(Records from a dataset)
PR #7033, opened 2026-03-17
fix: require authentication key for GraphiQL dev server

isaacroldan:

GraphiQL authentication keys were previously optional, requiring manual specification for security. This created a poor developer experience where keys had to be manually managed and could be lost across dev server restarts.

- Automatically derives GraphiQL authentication keys from the app secret and store FQDN when no explicit key is provided
- Updates the `--graphiql-key` flag description to reflect that keys are now automatically generated by default
- Adds authentication requirement to the `/graphiql/status` endpoint
- Ensures GraphiQL URLs always include the authentication key parameter
- Adds comprehensive tests for the key derivation function to verify deterministic behavior and uniqueness across different inputs

The derived keys are deterministic (same across dev server restarts) but not guessable without the app secret, providing both security and a seamless developer experience.

### How to test your changes?

1. Start a dev server without specifying `--graphiql-key`
2. Verify that GraphiQL loads successfully with an auto-generated key
3. Restart the dev server and confirm the same key is used (browser tabs should remain functional)
4. Test with different stores/apps to ensure unique keys are generated
5. Verify that providing an explicit `--graphiql-key` still works as expected

### Measuring impact

### Checklist

### DIFF
--- a/packages/app/src/cli/services/dev/graphiql/server.ts
+++ b/packages/app/src/cli/services/dev/graphiql/server.ts
@@ -10,9 +10,27 @@ import {adminUrl, supportedApiVersions} from '@shopify/cli-kit/node/api/admin'
 import {fetch} from '@shopify/cli-kit/node/http'
 import {renderLiquidTemplate} from '@shopify/cli-kit/node/liquid'
 import {outputDebug} from '@shopify/cli-kit/node/output'
+import {createHmac, timingSafeEqual} from 'crypto'
 import {Server} from 'http'
 import {Writable} from 'stream'
 import {createRequire} from 'module'
+
+/**
+ * Derives a deterministic GraphiQL authentication key from the app's API secret and store FQDN.
+ * The key is stable across dev server restarts (so browser tabs survive restarts)
+ * but is not guessable without the app secret.
+ */
+export function deriveGraphiQLKey(apiSecret: string, storeFqdn: string): string {
+  return createHmac('sha256', apiSecret).update(`graphiql:${storeFqdn}`).digest('hex')
+}
+
+/**
+ * Resolves the GraphiQL authentication key. Uses the explicitly provided key
+ * if non-empty, otherwise derives one deterministically from the app secret.
+ */
+export function resolveGraphiQLKey(providedKey: string | undefined, apiSecret: string, storeFqdn: string): string {
+  return providedKey?.trim() || deriveGraphiQLKey(apiSecret, storeFqdn)
+}
 
 const require = createRequire(import.meta.url)
 
@@ -50,15 +68,21 @@ export function setupGraphiQLServer({
   appUrl,
   apiKey,
   apiSecret,
-  key,
+  key: providedKey,
   storeFqdn,
 }: SetupGraphiQLServerOptions): Server {
+  // Always require an authentication key. If not explicitly provided, derive one
+  // deterministically from apiSecret + storeFqdn so the key is stable across restarts
+  // (browser tabs survive dev server restarts) but not guessable without the app secret.
+  const key = resolveGraphiQLKey(providedKey, apiSecret, storeFqdn)
   outputDebug(`Setting up GraphiQL HTTP server on port ${port}...`, stdout)
   const app = express()
 
   function failIfUnmatchedKey(str: string, res: express.Response): boolean {
-    if (!key || str === key) return false
-    res.status(404).send(`Invalid path ${res.req.originalUrl}`)
+    const strBuffer = Buffer.from(str ?? '')
+    const keyBuffer = Buffer.from(key)
+    if (strBuffer.length === keyBuffer.length && timingSafeEqual(strBuffer, keyBuffer)) return false
+    res.status(404).type('text/plain').send(`Invalid path ${res.req.originalUrl}`)
     return true
   }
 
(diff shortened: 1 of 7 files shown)


isaacroldan:
* **#7033** <a href="https://app.graphite.com/github/pr/Shopify/cli/7033?utm_source=stack-comment-icon" target="_blank">Graphite</a> 👈 <a href="https://app.graphite.com/github/pr/Shopify/cli/7033?utm_source=stack-comment-view-in-graphite" target="_blank">(View in Graphite)</a>
* `main`


<h2></h2>

packages/app/src/cli/services/dev/processes/setup-dev-processes.ts
```diff
@@ -119,8 +120,11 @@ export async function setupDevProcesses({
   const useDevConsole = is1PDev && anyPreviewableExtensions
   const previewURL = useDevConsole ? devConsoleURL : appPreviewUrl
 
+  // Always resolve a GraphiQL auth key. Use the explicit flag if provided,
+  // otherwise derive one deterministically from apiSecret + storeFqdn.
+  const resolvedGraphiqlKey = graphiqlKey ?? deriveGraphiQLKey(apiSecret, storeFqdn)
```
ryancbahan: it would be nice to extract graphiql concerns into its own layer and make the `dev` processes more explicitly composed

isaacroldan: For now I extracted the key generation logic to the graphiql server file.   
But the GrapiQL URL is used for other processes, we need a mini refactor to not have that here. Something to improve in a new PR problably!

packages/app/src/cli/services/dev/graphiql/server.ts
```diff
@@ -50,14 +68,18 @@ export function setupGraphiQLServer({
...
+  // Always require an authentication key. If not explicitly provided, derive one
+  // deterministically from apiSecret + storeFqdn so the key is stable across restarts
+  // (browser tabs survive dev server restarts) but not guessable without the app secret.
+  const key = resolveGraphiQLKey(providedKey, apiSecret, storeFqdn)
   outputDebug(`Setting up GraphiQL HTTP server on port ${port}...`, stdout)
   const app = express()
 
   function failIfUnmatchedKey(str: string, res: express.Response): boolean {
-    if (!key || str === key) return false
+    if (str === key) return false
```
dmerand: 🔒 **Security**: Using `===` for secret comparison is susceptible to timing side-channel attacks, as the comparison fails immediately upon the first mismatched character. While the risk is lower in a local development environment, using `crypto.timingSafeEqual` is a best practice for authentication tokens.

**Suggestion:**     // import { timingSafeEqual } from 'crypto'
    const strBuffer = Buffer.from(str ?? '')
    const keyBuffer = Buffer.from(key)
    if (strBuffer.length !== keyBuffer.length || !timingSafeEqual(strBuffer, keyBuffer)) return false

packages/app/src/cli/services/dev/graphiql/server.ts
```diff
@@ -50,14 +68,18 @@ export function setupGraphiQLServer({
...
     res.status(404).send(`Invalid path ${res.req.originalUrl}`)
```
dmerand: 🔒 **Security**: Echoing `res.req.originalUrl` directly in the response without sanitization or setting the `Content-Type` to `text/plain` creates a Reflected XSS vulnerability. An attacker could construct a malicious URL (e.g., `?key=<script>...`) that executes JavaScript in the victim's browser context.

**Suggestion:**     res.status(404).type('text/plain').send(`Invalid path ${res.req.originalUrl}`)

packages/app/src/cli/services/dev/graphiql/templates/graphiql.tsx
dmerand, line 1: (Ref Line 54) 🎨 **Code Style**: Since the setup logic now guarantees a `key` is always derived or provided, this property should be marked as required in the interface to reflect the stricter contract.

**Suggestion:**   key: string

packages/app/src/cli/services/dev/processes/setup-dev-processes.ts
```diff
@@ -119,8 +120,9 @@ export async function setupDevProcesses({
   const useDevConsole = is1PDev && anyPreviewableExtensions
   const previewURL = useDevConsole ? devConsoleURL : appPreviewUrl
 
+  const resolvedGraphiqlKey = resolveGraphiQLKey(graphiqlKey, apiSecret, storeFqdn)
   const graphiqlURL = shouldRenderGraphiQL
-    ? `http://localhost:${graphiqlPort}/graphiql${graphiqlKey ? `?key=${graphiqlKey}` : ''}`
+    ? `http://localhost:${graphiqlPort}/graphiql?key=${resolvedGraphiqlKey}`
```
dmerand: 🐛 **Bug**: The `resolvedGraphiqlKey` may contain special characters if provided by the user via flags. Injecting it directly into the query string without encoding can result in a malformed URL or unexpected behavior.

**Suggestion:**     ? `http://localhost:${graphiqlPort}/graphiql?key=${encodeURIComponent(resolvedGraphiqlKey)}`

dmerand (commented):
I'm aligned with the approach. The agents had some good security suggestions worth considering, I've left notes here.

packages/app/src/cli/services/dev/graphiql/server.ts
isaacroldan: I mean, i guess its true, but seems like an overkill for this use case :sweat_smile:

packages/app/src/cli/services/dev/processes/setup-dev-processes.ts
isaacroldan: Fixed!

isaacroldan:
### Merge activity

* **Mar 18, 4:12 PM UTC**: A user started a stack merge that includes this pull request via [Graphite](https://app.graphite.com/github/pr/Shopify/cli/7033).
* **Mar 18, 4:12 PM UTC**: @isaacroldan added this pull request to the GitHub merge queue with [Graphite](https://app.graphite.com/github/pr/Shopify/cli/7033).

ryancbahan (approved):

How to complete this task:
Repeat the entries above exactly, beginning at their first line and ending with the line that contains "The derived keys", with nothing added.

Written response:
PR #7033, opened 2026-03-17
fix: require authentication key for GraphiQL dev server

isaacroldan:

GraphiQL authentication keys were previously optional, requiring manual specification for security. This created a poor developer experience where keys had to be manually managed and could be lost across dev server restarts.

- Automatically derives GraphiQL authentication keys from the app secret and store FQDN when no explicit key is provided
- Updates the `--graphiql-key` flag description to reflect that keys are now automatically generated by default
- Adds authentication requirement to the `/graphiql/status` endpoint
- Ensures GraphiQL URLs always include the authentication key parameter
- Adds comprehensive tests for the key derivation function to verify deterministic behavior and uniqueness across different inputs

The derived keys are deterministic (same across dev server restarts) but not guessable without the app secret, providing both security and a seamless developer experience.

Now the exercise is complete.